Ukraine conflict, relations with West, and peace talks – Lavrov speaks to Russian media: as it happened

The foreign minister has held a press conference with three domestic radio stations on the most pressing international issues
Ukraine conflict, relations with West, and peace talks – Lavrov speaks to Russian media: as it happened

Russian Foreign Minister Sergey Lavrov has given a wide-ranging interview to radio stations from Sputnik, Moscow Speaks, and Komsomolskaya Pravda. The conversation addressed the Ukraine conflict and other foreign policy issues on Moscow’s agenda.

This live stream has ended.

  • 19 April 2024

    12:16 GMT

    The German opposition party Alternative for Germany (AfD), which has been highly skeptical about supporting Ukraine, was immediately implicated in a Russian espionage scandal after it began to gain ground in the polls, Lavrov has said.

    The minister noted that Berlin had no problems tracking down two people who were allegedly preparing terrorist attacks on US military bases in Germany and sabotaging defense industry facilities that send weapons to Ukraine. 

    However, for some reason, Germany has been unable to identify the perpetrators of the attacks on the Nord Stream gas pipelines in 2022, Lavrov said, arguing that the project is of immense economic importance for the country. He claimed that it is common knowledge that NATO military forces were involved in preparing the explosion at the facility, but “no one saw it.”

  • 11:57 GMT

    EU leaders are stirring up the narrative about a purported looming Russian attack because “they desperately need to ‘wheedle’ money out of their lawmakers to continue the war,” Lavrov believes.

    He added that many EU leaders, such as EU foreign policy chief Josep Borrell, German Chancellor Olaf Scholz and EU Commission President Ursula von der Leyen have invested too much of their political capital into supporting Ukraine, having openly declared Russia an “enemy.”

    “They would simply be finished as politicians if they changed this rhetoric,” Lavrov suggested.

  • 11:43 GMT

    A draft agreement to settle the Ukraine conflict, which was discussed in the spring of 2022, included “very serious security guarantees” for Kiev, Lavrov explained. “It was specifically stated that those guarantees do not apply to Crimea and Donbass,” which essentially meant those areas were a no-go zone for Ukraine.

    According to the minister, another provision stipulated that Ukraine would not host any foreign military bases, with the treaty also limiting how many weapons, personnel Kiev could have. “It also said that Ukraine would not hold military drills with the participation of third countries,” he added, recalling that this rule could be waived in specific cases if the guarantors of the treaty – namely Russia and China – had no objections.
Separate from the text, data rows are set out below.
PR #2003, opened 2024-11-19
[EC] Unify scalar_mul_base point for ec_nistp curves

dkostic:
### Issues:
CryptoAlg-2544

### Description of changes: 
Added unified scalar multiplication of the base point for curves
implemented in ec_nistp. This is a refactor of the algorithm in
p384.c and p521.c that makes it generic. The implementation 
in p384.c and p521.c is substituted with this new unified
implementation.

### Call-outs:
Point out areas that need special attention or support during the review process. Discuss architecture or design changes.

### Testing:
How is this change tested (unit tests, fuzz tests, etc.)? Are there any testing steps to be verified by the reviewer?

By submitting this pull request, I confirm that my contribution is made under the terms of the Apache 2.0 license and the ISC license.

PR #2004, opened 2024-11-20
[EC] Unify scalar_mul_public for ec_nistp curves

dkostic:
### Issues:
CryptoAlg-2545

### Description of changes: 
Added unified scalar_mul_public implemented in ec_nistp.
This is a refactor of the algorithm in p384.c and p521.c
that makes it generic. The implementations in p384.c, p521.c,
as well as in p256.c, are substituted with this new unified
implementation.

### Call-outs:
Builds on top of #2003 

### Testing:


crypto/fipsmodule/ec/wnaf.c
```diff
@@ -85,8 +85,17 @@
 //   http://link.springer.com/chapter/10.1007%2F3-540-45537-X_13
 //   http://www.bmoeller.de/pdf/TI-01-08.multiexp.pdf
 
-void ec_compute_wNAF(const EC_GROUP *group, int8_t *out,
-                     const EC_SCALAR *scalar, size_t bits, int w) {
+// Returns the value of the bit at |idx| place in the scalar.
+static int ec_scalar_bit_at_idx(const EC_SCALAR *s, size_t s_bits, size_t idx) {
```
nebeid, line 89: What is the need for this function? Isn't it similar to the function that was used https://github.com/aws/aws-lc/blob/85f58da29e68906d094d378fe968f6b90807d05f/crypto/fipsmodule/bn/shift.c#L261 or is it to inline it?

dkostic: `ec_compute_wNAF` calls `bn_is_bit_set_words` with `group->order.N.width` which is why it needs `group` as an input argument. Since `ec_nistp_scalar_mul_public` doesn't have access to the group and I wanted to be able to reuse `ec_compute_wNAF` there, I had to remove `group` from `ec_compute_wNAF`'s arguments. So I had to add a replacement for `bn_is_bit_set_words` that works with the bit size of the scalar instead of the number of words.

I hope this makes sense :)

nebeid: I guessed this was the reason, but I thought you could call `bn_is_bit_set_words` with the second argument being `bits` as in the current call (the first argument would be `s->words`, I believe), no?

dkostic: no no, the second argument of `bn_is_bit_set_words` is number of words, not bits.

nebeid: Discussed offline. @dkostic reverted back to using `bn_is_bit_set_words` after calculating the number of words to pass to it.

crypto/fipsmodule/ec/ec_nistp.c
```diff
@@ -636,3 +640,132 @@ void ec_nistp_scalar_mul_base(const ec_nistp_meth *ctx,
...
+      } else {
+        // Otherwise, add to the accumulator either the point at position idx
+        // in the table or its negation.
+        const ec_nistp_felem_limb *y_tmp ;
+        y_tmp = &g_table[idx * g_point_num_limbs + ctx->felem_num_limbs];
+        if (is_neg) {
+          ctx->felem_neg(ftmp, &g_table[idx * g_point_num_limbs + ctx->felem_num_limbs]);
+          y_tmp = ftmp;
+        }
+        ctx->point_add(x_out, y_out, z_out, x_out, y_out, z_out, 1,
```
nebeid, line 766: Is the mixed flag explained elsewhere (re removing the comments that were before this step.)

nebeid (approved):
Left a documentation question whether for this PR or an upcoming one.

crypto/fipsmodule/ec/ec_nistp.c
dkostic: Samuel asked the same so I'll add the comment back in my next PR that's going to deal with point addition anyway.

crypto/fipsmodule/ec/ec_nistp.c
```diff
@@ -636,3 +640,132 @@ void ec_nistp_scalar_mul_base(const ec_nistp_meth *ctx,
...
+  int8_t g_wnaf[SCALAR_MUL_MAX_SCALAR_BITS + 1] = {0};
+  ec_compute_wNAF(p_wnaf, p_scalar, ctx->felem_num_bits, SCALAR_MUL_WINDOW_SIZE);
+  ec_compute_wNAF(g_wnaf, g_scalar, ctx->felem_num_bits, SCALAR_MUL_WINDOW_SIZE);
+
+  // In the beginning res is set to point-at-infinity, so we set the flag.
+  int16_t res_is_inf = 1;
+  int16_t d, is_neg, idx;
+  ec_nistp_felem ftmp;
+
+  for (int i = ctx->felem_num_bits; i >= 0; i--) {
```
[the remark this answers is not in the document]
dkostic: yes, `i` has to be a signed integer for the loop to work.

crypto/fipsmodule/ec/ec_nistp.c
```diff
@@ -636,3 +640,132 @@ void ec_nistp_scalar_mul_base(const ec_nistp_meth *ctx,
...
+        res_is_inf = 0;
+      } else {
+        // Otherwise, add to the accumulator either the point at position idx
+        // in the table or its negation.
+        const ec_nistp_felem_limb *y_tmp;
+        y_tmp = &p_table[idx * p_point_num_limbs + ctx->felem_num_limbs];
+        if (is_neg) {
+          ctx->felem_neg(ftmp, y_tmp);
+          y_tmp = ftmp;
+        }
```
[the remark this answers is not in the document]
dkostic: because of line 731 (the else branch is basically moved to this line). I did this to avoid the unnecessary copying in the `!is_neg` case (instead of doing `p384_felem_copy`, we just take a pointer to the proper memory location)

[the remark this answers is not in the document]
samuel40791765: Ahhh that makes perfect sense, thanks.

samuel40791765 (approved):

    However, when the agreement was almost finalized, Ukrainian negotiators attempted to introduce supposedly “minor” amendments, which in practice severely diluted the ban on foreign military war games. “This was a red flag, saying that they had been either prohibited from doing so overnight, or maybe someone decided to fool the Russians a little while longer.”

  • 11:14 GMT

    Several weeks before the start of the Ukraine conflict, US Secretary of State Antony Blinken flatly refused to discuss a commitment not to expand NATO, which is traditionally one of Moscow’s core security concerns, Lavrov has said.
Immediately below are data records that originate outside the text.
PR #2005, opened 2024-11-20
Fix perl handling of paths w/ spaces

justsmth:
### Description of changes: 
Build was failing when the source path contained spaces. This is due to there not being quotes around the `$xlate` and `$output` at the start of the script.

### Call-outs:
* Although this change alters a few Perl scripts, no changes are made to the assembly files they produce.

### Testing:
Added a test that sets up the paths for both the source and build directories to contain spaces.

### DIFF
--- a/.github/workflows/misc-tests.yaml
+++ b/.github/workflows/misc-tests.yaml
@@ -83,7 +83,7 @@ jobs:
     strategy:
       fail-fast: false
       matrix:
-        os: [ ubuntu-latest, windows-latest, macos-13, macos-14-xlarge ]
+        os: [ ubuntu-latest, windows-latest, macos-14-xlarge ]
         fips:
           - "0"
           - "1"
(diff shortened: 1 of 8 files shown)


.github/workflows/misc-tests.yaml
```diff
@@ -77,3 +77,37 @@ jobs:
...
+  path-has-spaces:
+    if: github.repository_owner == 'aws'
+    runs-on: ${{ matrix.os }}
+    strategy:
+      fail-fast: false
+      matrix:
+        os: [ ubuntu-latest, windows-latest, macos-13, macos-14-xlarge ]
+        fips:
+          - "0"
+          - "1"
```
andrewhop, line 89: Frugality: could we just update an existing CI dimension to add some spaces instead of add all new dimensions?

justsmth: Good point. I did consider this. 
* We currently do not have a test that spans across all of the operating systems.  So we'd need to alter multiple tests, each of which is already targeting a separate concern.
* If we mix this concern with another, how obvious (or not obvious) would the root cause be when a build or test is failing (in part or solely) due to spaces in the source/build/data paths, especially in the presence of other error messages? In many cases this cause might be obvious, but there also might be cases that the error messaging is noisy, missing or misleading. 
* This setup isolates the condition so that if other tests are passing, but not this one, then the cause is clear.

justsmth: I modified the test configuration so that one 3 new jobs are being added (instead of the 8 previously).

skmcgrail (approved):

skmcgrail (approved):

skmcgrail (approved):

andrewhop (approved):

    According to the minister, Blinken also refused to talk about a pledge not to deploy intermediate-range rockets to Ukraine, agreeing only to discuss a cap on the number of such assets in the country.

    “I don’t know what else we should explain as to why we launched the special military operation [against Ukraine],” the minister said.

  • 11:00 GMT

    Ukrainian President Vladimir Zelensky’s ‘peace formula’, which demands that Russia withdraw all its troops from territory Kiev claims as its own, is a non-starter for negotiations, Lavrov said. The proposal should be “set aside,” he insisted. “If they want, as President [Putin] said, let’s talk about the basis on which we are ready for talks.”

    Lavrov also insisted that Switzerland could not host a summit on Ukraine, arguing that it had abandoned its neutral status and become an “openly hostile state” to Russia. Moscow has previously said it will not attend the June meeting there, even if officially invited.

  • 10:47 GMT

    Moscow has no intention of attacking other countries in Europe, despite Western leaders’ attempts to parrot “the Russian threat narrative” prior to elections, Lavrov has said. “They want only to frighten and intimidate... There is no reason for us to attack them… They themselves wanted to bring NATO… closer to our borders, and we will not allow this to happen in Ukraine.”

  • 10:44 GMT

    Iran has no nuclear weapons, Lavrov has stated, noting that this opinion is also shared by the International Atomic Energy Agency (IAEA). “Iran is the most verified country among the parties to the Nuclear Non-Proliferation Treaty,” he said.

  • 10:36 GMT

    After Iran launched a retaliatory strike against Israel in response to what it claimed was an attack on its consulate in Syria, Russia remained in contact with both countries to defuse tensions, Lavrov has said. 

    “There were telephone contacts between the Russian and Iranian leadership, as well as between our representatives and the Israelis,” the minister stated. 

    “We clearly recorded and conveyed to the Israelis that Iran does not want an escalation,” Lavrov stressed, arguing that Tehran had no choice other than to respond to a “brazen violation of international law.”

    He also expressed hope that a reported Israeli strike on an Iranian airbase on Friday was also conducted in a manner that would avoid further escalation.

  • 10:22 GMT

    Russia has always “preferred talks to fighting and wars,” Lavrov said. He noted that when Kiev understood that it had gotten “too carried away with bombing Donbass” and promoting “genocide methods” on territory it claims as its own, it engaged in talks with Moscow, shortly after the start of the conflict in February 2022.

    According to the minister, at that point, Kiev put forward a proposal whereby it would commit to putting an end to discrimination against the nation’s minorities – mostly Russians – and stop supporting neo-Nazi ideological movements.

    This round of talks, however, collapsed in the spring of 2022 despite initial progress. Moscow claims this happened after then-UK Prime Minister Boris Johnson advised Kiev to keep fighting.

  • 10:02 GMT

    Russia has no intention to cease hostilities with Ukraine, even if Moscow and Kiev start peace talks, given that the country has proven itself to be an untrustworthy actor, Foreign Minister Sergey Lavrov has said.